- Monastiraki Location within Greece
- Coordinates: 37°42′20″N 22°45′0″E﻿ / ﻿37.70556°N 22.75000°E
- Country: Greece
- Administrative region: Peloponnese
- Regional unit: Argolis
- Municipality: Argos-Mykines
- Municipal unit: Mykines

Population (2021)
- • Community: 244
- Time zone: UTC+2 (EET)
- • Summer (DST): UTC+3 (EEST)

= Monastiraki, Argolis =

Monastiraki (Μοναστηράκι, literally: "little monastery") is a village in Argolis prefecture, built on the foot of mount Evia, between two low hills. It is located adjacent to ancient Mycenae and the Heraion of Argos, with a view of the entire Argolic plain. Monastiraki was a separate local community until 1997, when it was merged into the (then) municipality of Mykines.

==History==
In ancient times, Monastiraki was of particular importance to its neighbouring cities, as shown by an ancient quarry, from where Mycenaeans would dig out rock for their funerary monuments.

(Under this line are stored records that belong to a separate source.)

PR #1391, opened 2026-03-11
 [monitoring] Add telemetry in router 

the-glu:
Add telemetry directly in router, providing clean tracenames.

Follow #1390 and #1365 

Example server tested with `./run_example.sh` and still working as expected.

Name has been removed from default handler, meaning unknown route or `/healthy` will just be named 'http', but that probably ok.

image_2026-03-11_10-40-38

Router set parent trace name to the path + start a span for actual processing.
Example traces:

image_2026-03-11_10-37-40
image_2026-03-11_10-38-11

The modern village was founded during the Turkish rule of Greece when a clean water spring was discovered in what is now the central square of the village. Because of this, the residents of nearby Plessa village (which no longer exists) moved to the newly found land, creating Priftiani ("Priest's Village"). The name is of Arvanitic origin, the language of the people who were among those who comprised its first residents.

On 11 September 1928, in an effort of the Greek government to Hellenize Arvanitic, Slavic, Venetian etc. village names all over Greece, Priftiani was renamed as Monastiraki, a name inspired by a local cave which was home to a monk.

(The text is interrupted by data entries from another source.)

PR #1398, opened 2026-03-18
[auth] Remove token signatures in logs

the-glu:
I noticed that the DSS logs are recording full tokens, which is a security concern.

This PR redacts the signature of JWT tokens, making them unusable while still logging the core payload to be debuggable.

### DIFF
--- a/pkg/logging/http.go
+++ b/pkg/logging/http.go
@@ -6,6 +6,7 @@ import (
 	"io"
 	"net/http"
 	"regexp"
+	"strings"
 	"time"
 
 	"github.com/interuss/dss/pkg/auth/claims"
@@ -48,8 +49,10 @@ func redactHeaders(headers http.Header) http.Header {
 	newHeaders := headers.Clone()
 
 	for key, values := range newHeaders {
-		for i, val := range values {
-			newHeaders[key][i] = tokenRegex.ReplaceAllString(val, "$1[REDACTED]")
+		if strings.ToLower(key) == "authorization" {
+			for i, val := range values {
+				newHeaders[key][i] = tokenRegex.ReplaceAllString(val, "$1[REDACTED]")
+			}
 		}
 	}
 


pkg/logging/http.go
```diff
@@ -40,6 +41,21 @@ func (w *tracingResponseWriter) WriteHeader(statusCode int) {
 	w.next.WriteHeader(statusCode)
 }
 
+var tokenRegex = regexp.MustCompile(`(?i)(Bearer\s+[A-Za-z0-9-_]+\.[A-Za-z0-9-_]+\.)([A-Za-z0-9-_]+)`)
+
+func redactHeaders(headers http.Header) http.Header {
+
+	newHeaders := headers.Clone()
+
+	for key, values := range newHeaders {
```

In the same year, a school also opened for the first time and was accommodated in a two-storey building. Consequently, it was accommodated in a new building in central Monastiraki, serving students from the village itself and from other, nearby places as the sole one-seat primary school of the area up until the early 2000s, when it was shut down due to small student numbers.

The patron saint of the village is Saint Nicholas. Modern-day Monastiraki is regarded as an agricultural village, with its residents working, almost exclusively, in the rutaceae and olive cultivation field. The "Star Club" (Σύλλογος Αστερίων) frequently organizes various cultural events in the village. Monastiraki is served by a bus line.